Starting with the opening line of the material, restate every line word for word, and end on the line containing "patmbolger: Yes, controller".

DATASET CONTENT ->
****************************************

PR #378, opened 2016-09-20
Closes AgileVentures/MetPlus_tracker#432

patmbolger:
Added rspec tests for Agency.

Added auth to agency_admin_controller

### DIFF
--- a/app/controllers/agency_admin_controller.rb
+++ b/app/controllers/agency_admin_controller.rb
@@ -1,11 +1,15 @@
 class AgencyAdminController < ApplicationController
-  def home
-    # Cancancan before_filter here .....
 
+  before_action :user_logged!
+
+  def home
     @agency = Agency.includes([ :agency_people,
                               companies: [:addresses],
                                branches: [:address] ]).
                         find(Agency.this_agency(current_user).id)
+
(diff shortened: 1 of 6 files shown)


app/controllers/agency_admin_controller.rb
```diff
@@ -1,12 +1,15 @@
...
 
+  before_action :user_logged!
+
+  def home
     @agency = Agency.includes([ :agency_people,
                               companies: [:addresses],
                                branches: [:address] ]).
                         find(Agency.this_agency(current_user).id)
 
+    check_authorization(@agency)
```
joaopapereira: Do you think we should have also fail tests due to authentication in the controller? or are they redundant?

patmbolger: Yes, controller tests make sense.   I added those.

I wonder if, with controller tests, we can dispense with acceptance tests?  Most (or all) of what we can do with those is to confirm the flash message, and maybe the page we are redirected to. We can do all of that in controller tests.  What do you think?

joaopapereira: Hmm Thinking what would be best, to do these UT for the controller or Acceptance, maybe acceptance make more sense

****************************************

ANSWER TO THIS EXERCISE ->
PR #378, opened 2016-09-20
Closes AgileVentures/MetPlus_tracker#432

patmbolger:
Added rspec tests for Agency.

Added auth to agency_admin_controller

### DIFF
--- a/app/controllers/agency_admin_controller.rb
+++ b/app/controllers/agency_admin_controller.rb
@@ -1,11 +1,15 @@
 class AgencyAdminController < ApplicationController
-  def home
-    # Cancancan before_filter here .....
 
+  before_action :user_logged!
+
+  def home
     @agency = Agency.includes([ :agency_people,
                               companies: [:addresses],
                                branches: [:address] ]).
                         find(Agency.this_agency(current_user).id)
+
(diff shortened: 1 of 6 files shown)


app/controllers/agency_admin_controller.rb
```diff
@@ -1,12 +1,15 @@
...
 
+  before_action :user_logged!
+
+  def home
     @agency = Agency.includes([ :agency_people,
                               companies: [:addresses],
                                branches: [:address] ]).
                         find(Agency.this_agency(current_user).id)
 
+    check_authorization(@agency)
```
joaopapereira: Do you think we should have also fail tests due to authentication in the controller? or are they redundant?

patmbolger: Yes, controller tests make sense.   I added those.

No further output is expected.